Radith berniat mengunjungi rumah Ara. Hari ini dia membawa mobil yang sudah dia ambil kemaren dari bengkel.
Dengan langkah yang cepat ia memutari mobil menuju kursi kendali. Radith pun segera memacu kuda besinya. Ia melaju dengan kecepatan tinggi.Namun, di tengah perjalanannya ia terkena macet.
"Tunggu gue Ra elo jangan mati dulu," gumam Radith yang sedang mencemaskan Mutiara. Beberapa kali ia membunyikan klakson mobilnya. Ia termakan kata-kata Didu sehingga ia khawatir dengan gadis yang ia cintai.
Saat tiba di halaman rumah Ara, Radith segera turun sambil membanting pintu mobilnya. Dia berlari. Lalu ia memanggil-manggil nama Mutiara tapi tidak ada sahutan. Akhirnya ia menggedor pintu karena pintu rumah Ara terkunci.
Saking takutnya ia sampai mendobrak pintu rumah Mutiara.Mendengar suara keributan dari luar Ara berencana melihatnya. Radith yang berhasil membuka pintu secara paksa nampak kaget saat salah satu tangan Ara sedang memegang pisau.
"Ra gue mohon lepasin pisau itu, biar gue aja yang pegang," Radith mendekat dengan hati-hati.
__ADS_1
"Ngapain lo dateng ke sini?" teriakan Ara membuat Radith makin yakin kalau Mutiara mencoba bunuh diri.
Lalu dengan sigap Radith mengambil pisau di tangan Mutiara. Sayangnya pisau itu malah mengenai tangannya. Darah mengalir dari telapak tangan Radith. Ara terlihat panik melihat tangan Radith yang berlumuran darah.

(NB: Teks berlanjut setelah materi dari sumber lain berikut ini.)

PR #2743, opened 2021-06-18
Print usage in autorecovery command if needed

fantapsody:
### Motivation

I was trying to read the code to see how auto-recovery service works, just noticed the method `printUsage` was never called and the program doesn't print the usage even when '-h' is specified.

### Changes

Print the usage of auto-recovery if '-h' is specified or additional unexpected arguments are provided when running the auto-recovery command.


eolivelli (approved):
Thanks

Lgtm

sijie (approved):

PR #2745, opened 2021-06-24
[Server] Refactor some code to improve performance.

mattisonchao:
### Motivation

Refactor some code to improve performance.

### Changes

- Break the loop when the conditions are met.
- Refactor string connection to SpringBuilder append.

### DIFF
--- a/bookkeeper-server/src/main/java/org/apache/bookkeeper/tls/BookieAuthZFactory.java
+++ b/bookkeeper-server/src/main/java/org/apache/bookkeeper/tls/BookieAuthZFactory.java
@@ -95,6 +95,7 @@ public class BookieAuthZFactory implements BookieAuthProvider.Factory {
                         for (String allowedRole : allowedRoles) {
                             if (certRole[0].equals(allowedRole)) {
                                 authorized = true;
+                                break;
                             }
                         }
                         if (authorized) {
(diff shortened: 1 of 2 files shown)


bookkeeper-server/src/main/java/org/apache/bookkeeper/tls/BookieAuthZFactory.java
```diff
@@ -95,6 +95,7 @@ public void onProtocolUpgrade() {
                         for (String allowedRole : allowedRoles) {
                             if (certRole[0].equals(allowedRole)) {
                                 authorized = true;
+                                break;
                             }
                         }
                         if (authorized) {
```
dlg99, line 101: why do you the `break` here?
it bypasses the rest of the code that is executed depending on the value of `authorized`

dlg99 (changes requested):
Getting that `break` in the code does not make sense to me.
The rest of the changes are ok, though I don't think it is executed frequently enough to make any difference performance-wise.

bookkeeper-server/src/main/java/org/apache/bookkeeper/tls/BookieAuthZFactory.java
mattisonchao: When we first judge that `authorized` is true, we should break out of the loop to avoid the next useless loop. :)

dlg99: gosh, mentally misaligned closing `}`, makes sense.

dlg99 (approved):

Ghatage (approved):
LGTM +1

PR #2754, opened 2021-07-15
Remove the `request` in the stream python client dependency

zymap:
---

Master Issue: #2752

*Motivation*

As discussed at length in https://issues.apache.org/jira/browse/LEGAL-572
we found out that the chardet library used by requests library was a
mandatory dependency to requests and since it has LGPL licence, we
should not release any Apache Software with it.


zymap:
Hi @eolivelli, Looks like the `required` lib is not necessary for us. We can remove it by this PR

eolivelli (approved):
LGTM

zymap:
@eolivelli Should we include this PR into the 4.14.2 release?

PR #2757, opened 2021-07-28
Change log level from error to warn in getReadLacResponse

frankxieke:
### Motivation

Two errors do not have an impact on functionality, so change log level from error to warn

### Changes

change log level from error to warn in getReadLacResponse

do not need documentation.

### DIFF
--- a/bookkeeper-server/src/main/java/org/apache/bookkeeper/proto/ReadLacProcessorV3.java
+++ b/bookkeeper-server/src/main/java/org/apache/bookkeeper/proto/ReadLacProcessorV3.java
@@ -74,7 +74,7 @@ class ReadLacProcessorV3 extends PacketProcessorBaseV3 implements Runnable {
             }
         } catch (Bookie.NoLedgerException e) {
             status = StatusCode.ENOLEDGER;
-            logger.error("No ledger found while performing readLac from ledger: {}", ledgerId, e);
+            logger.warn("No ledger found while performing readLac from ledger: {}", ledgerId, e);
         } catch (IOException e) {
             status = StatusCode.EIO;
             logger.error("IOException while performing readLac from ledger: {}", ledgerId);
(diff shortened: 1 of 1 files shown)


bookkeeper-server/src/main/java/org/apache/bookkeeper/proto/ReadLacProcessorV3.java
```diff
@@ -74,10 +74,10 @@ private ReadLacResponse getReadLacResponse() {
             }
         } catch (Bookie.NoLedgerException e) {
             status = StatusCode.ENOLEDGER;
-            logger.error("No ledger found while performing readLac from ledger: {}", ledgerId, e);
+            logger.warn("No ledger found while performing readLac from ledger: {}", ledgerId, e);
         } catch (IOException e) {
             status = StatusCode.EIO;
-            logger.error("IOException while performing readLac from ledger: {}", ledgerId);
+            logger.warn("IOException while performing readLac from ledger: {}", ledgerId);
```
eolivelli, line 80: an IO error is a signal that something is going wrong.
I would keep it at "error" level

eolivelli (commented):
thanks for sharing your patch.

I left one comment PTAL

bookkeeper-server/src/main/java/org/apache/bookkeeper/proto/ReadLacProcessorV3.java
frankxieke: yes, it should be error here,  i change it back to error.

There is another IOException error log, i think it maybe "warn" level, help to review. thanks

frankxieke: the message is like this
`1)      03:32:11.130 [BookieReadThreadPool-OrderedExecutor-0-0] ERROR org.apache.bookkeeper.proto.ReadLacProcessorV3 - IOException while trying to read last entry: 2
org.apache.bookkeeper.bookie.Bookie$NoEntryException: Entry -1 not found in 2
`

bookkeeper-server/src/main/java/org/apache/bookkeeper/proto/ReadLacProcessorV3.java
```diff
@@ -89,10 +89,10 @@ private ReadLacResponse getReadLacResponse() {
             }
         } catch (Bookie.NoLedgerException e) {
             status = StatusCode.ENOLEDGER;
-            logger.error("No ledger found while trying to read last entry: {}", ledgerId, e);
+            logger.warn("No ledger found while trying to read last entry: {}", ledgerId, e);
         } catch (IOException e) {
             status = StatusCode.EIO;
-            logger.error("IOException while trying to read last entry: {}", ledgerId, e);
+            logger.warn("IOException while trying to read last entry: {}", ledgerId, e);
```
codelipenghui, line 95: We should only change the logger level to WARN for `NoEntryException` not all  IOException. The purpose of this PR should be if users provided a wrong ledger ID or an entry ID, the log level should be WARN.

codelipenghui (changes requested):

codelipenghui (approved):

eolivelli (approved):
LGTM

zymap (approved):

PR #2767, opened 2021-08-19
skip replicating ledger when bookkeeper server is online

### LINKED ISSUE #2766: Ledgers remaining underreplicated even when bookies come back from the dead
### Describe
When 2 or more bookies in the cluster are down, the auto-recovery gets triggered, but as these come back online, the rereplication worker should Ideally skip the rereplication of the ledgers that are marked as underreplicated. But the ledgers are rereplicated instead

### To Reproduce

Create a cluster with enough bookies for this test (>5)
Start publishing the messages to create a sizeable batch of ledgers
Before killing the pods check the number of undereplicated ledges
Kill 2 or more bookie pods to trigger auto-recovery process
Check the list of underreplicated ledgers now
Keep monitoring the undereplicated ledgers while the bookie come back online

### Expected behavior
Ideally as and when the bookies come up the ledgers marked as underreplicated would be read by the rereplicaton worker and from the metadata the worked should skip these as the bookies are available.

gaozhangmin:
Fixes #2766 

### Motivation

When 2 or more bookies in the cluster are down, the auto-recovery gets triggered, but as these come back online, the rereplication worker should Ideally skip the rereplication of the ledgers that are marked as underreplicated. But the ledgers are rereplicated instead
### Changes
Add `skipReplcateLedgersOnStartup` config to control whether to skip replicate ledger on startup.
skip replicated ledger when bookkeeper server is online.


gaozhangmin:
@eolivelli  
Maybe the idea remove ledger from underreplicated  when  bookie starts up has some problem, What important is, replicate legder puts so much heavy loads on cluster. I want to reduce the affect.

"Elo gak papa?" tanya Ara yang menekan tangan laki-laki itu supaya darah bisa berhenti mengalir.
"Aw perih banget Ra," Radith merasa kesakitan.
"Tunggu di sini ya gue ambil kotak P3K," Ara berlari ke ruang tengah untuk mengambil obat.
"Duduk sini gue obatin," Ara memegang tangan Radith sambil membawanya duduk di kursi.
"Lo ngapain sih pakai ambil pisau gue segala, gini kan jadinya," Ara masih mengoleskan obat merah ke luka Radith secara pelan.
"Aw pelan-pelan Ra," keluh Radith.
"Gue kesini buat cegah lo bunuh diri," seketika Ara menghentikan aktivitasnya.
"Bunuh diri kata lo?" Ara malah terkekeh mendengarnya.
"Ngapain juga gue bunuh diri, belum nikah ini,sia-sia aja,denger kata ibu aja gue ngeri banget," imbuhnya lagi.
"Trus ngapain lo bolos kuliah pagi ini?" tanya Radith yang tangannya selesai dibalut.
"Ya sorry, tapi sumpah Ra maksud gue kemaren tu baik, biar elo dapat banyak orderan dari anak-anak kampus, dengan gitu lo gak harus pulang malam tiap hari hanya untuk bisa mencapai target," kata Radith panjang lebar kali tinggi.
"Iya tapi cara lo tu salah pakai ngumumin ke semua orang bego, turun deh pasaran gue," gerutu Ara.
Krucuk krucuk
Tiba-tiba perut Radith berbunyi. Ia merasa lapar karena habis buang tenaga untuk mendobrak pintu rumah Ara.
"Laper lo?" pertanyaan Ara dibalas dengan anggukan oleh Radith.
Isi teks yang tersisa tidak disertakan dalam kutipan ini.